It’s not his sword, not the one he turned over to Swann when he resigned his commission. The realization is oddly comforting. The maker’s mark on the hilt is familiar, though, and Norrington can’t help but smile, testing the balance – perfect, of course, but then, Turner’s work very nearly always is. It’s a little like having an old friend at his side, not the searing guilt that the rest of the chest encloses. It’s enough that he can start breathing normally again and go to dress, taking special care with the jacket he doesn’t deserve – a little overlarge, but then he’s lost weight since the last time he was fitted for a new uniform. Beckett must have taken the measurements from his last promotion. The man can’t read minds after all, even if he knows how to manipulate them.

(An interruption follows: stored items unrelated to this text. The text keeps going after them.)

Issue #136, opened 2016-01-29
Better source categorization


bhousel:
per @nicolas17 #134 

> I think imagery layers (like satellite) should be here, external raster layers (like some government's open data) should be here, and OSM-based layers (like QA) should be here. But there should be a field in the JSON saying in what "category" the layer is, to allow filtering if wanted.

grischard:
Why and when would this kind of filtering be wanted?

simonpoole:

Dressing takes very little time. Norrington buckles the sword on last and adjusts the set of his wig in the handspan of looking glass set in the lid of the chest, then opens the door.
“Com – Admiral,” Gillette corrects, eyes widening.
Norrington gives him a thin smile with no sincerity at all in it. “Lead on, Lieutenant,” he says.
The sea is gone.
As far as the eye can see, bare land stretches, covered with the dead and dying forms of sea life, thick waves of drying salt. On the beach below, townsfolk are running out with wide eyes and eager hands, grasping weakly flapping fish up with triumphant shouts. The children are frolicking among the mess of a world destroyed.
Inside the fort, navy men and Marines are staring blankly, filling the walls with barely an inch to spare. Gillette pushes his way through, uniform speaking for him, and men are distracted enough that they don’t notice Norrington’s uniform – the damning uniform.
Up here, he can see for miles. The day is clear, sun shining brightly with no water to reflect off of, and all he can see is destruction. Far off, he can see something white that must be sails – ships trapped on the ocean when it fled. The harbor below the fort is a wreck of broken spars and tangled sails, rigging tying the ships together. The sailors on board are all perched on the masts, staring.
Only the landsmen are delighted.
“Lieutenant –” Norrington says in a strangled voice, but he doesn’t know what to finish it up with. Has he done this? Somehow, selling Davy Jones’ heart for his own broken honor – is the sea taking her revenge on him for his betrayal? The cuts on his back burn at the thought, like a memory.
Gillette must be reading his face better than Norrington can read his own thoughts, because he says immediately, “Aye, Admiral,” and turns away, shoving at the crowds of seamen. “Here now! Back off, you lot!”
They still can’t spare an eye for Norrington, and he goes through the crowd unnoticed.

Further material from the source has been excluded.